GridSweeper design overview

Friday, July 7th, 2006

Although XgridDRMAA has not quite stabilized yet, it’s time to move on to serious work on GridSweeper. (I’ll use it as a test suite for XgridDRMAA—I can run the code using Grid Engine’s DRMAA and XgridDRMAA, and problems in the latter will no doubt emerge.)

I spent a while at my whiteboard scrawling a mind map; here’s a simplified version in more legible form:

Development priorities for this software:

  1. Parameter control This is sort of the point: converting compact representations of parameter combinations into big long lists of parameters settings to be run.
  2. Plug-in interface This is how parameter settings get translated into control parameters for specific classes of models—e.g., Repast models, general command-line parameters, etc.
  3. Grid control This is the other part of the point: submitting lists of parameter settings to the grid.

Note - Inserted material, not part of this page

PR #274, opened 2026-09-05
Revise the research plan after a second literature review

rogeriojorge:
Stacked on #270 (the tip of the #267 → #268 → #269 → #270 stack) so the logbook edits merge cleanly; retarget to `main` once that stack lands.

Very straightforward, thanks to DRMAA.
  4. CLI I need some way of interacting with the system (aside from writing new main() methods) as early as possible.
  5. Preferences Good to be able to save settings to shortcut things for both the CLI and the GUI—e.g.,
  6. File transfer interface Unfortunately, you can’t count on having a shared filesystem. (In fact, I don’t have a shared filesystem for my “grid” of two Macs.) So you need a way to transfer output files that aren’t stdin/out/err (which is provided for by DRMAA). I think the simplest solution is to just support FTP servers, my previous ramblings about having a custom file-transfer daemon notwithstanding. Most bang for my coding time, thanks to the Jakarta Commons Net FTP library.
  7. GUI This is the most open-ended component, so I’ll leave it for the end, and it can be as sophisticated or as simple as I have time for.

C bindings complete

Thursday, July 6th, 2006

The Objective-C DRMAA implementation has now been wrapped in C as per the 1.0 DRMAA C binding spec. Far more code than expected, but all very straightforward code.

All that’s left is some real testing of the C layer, filling in a couple holes in the Objective-C code (most notably supporting file transfer via scp from other hosts), and doing the Java bindings, which will consist essentially of code lifted from the Sun Open Source Grid Engine code base.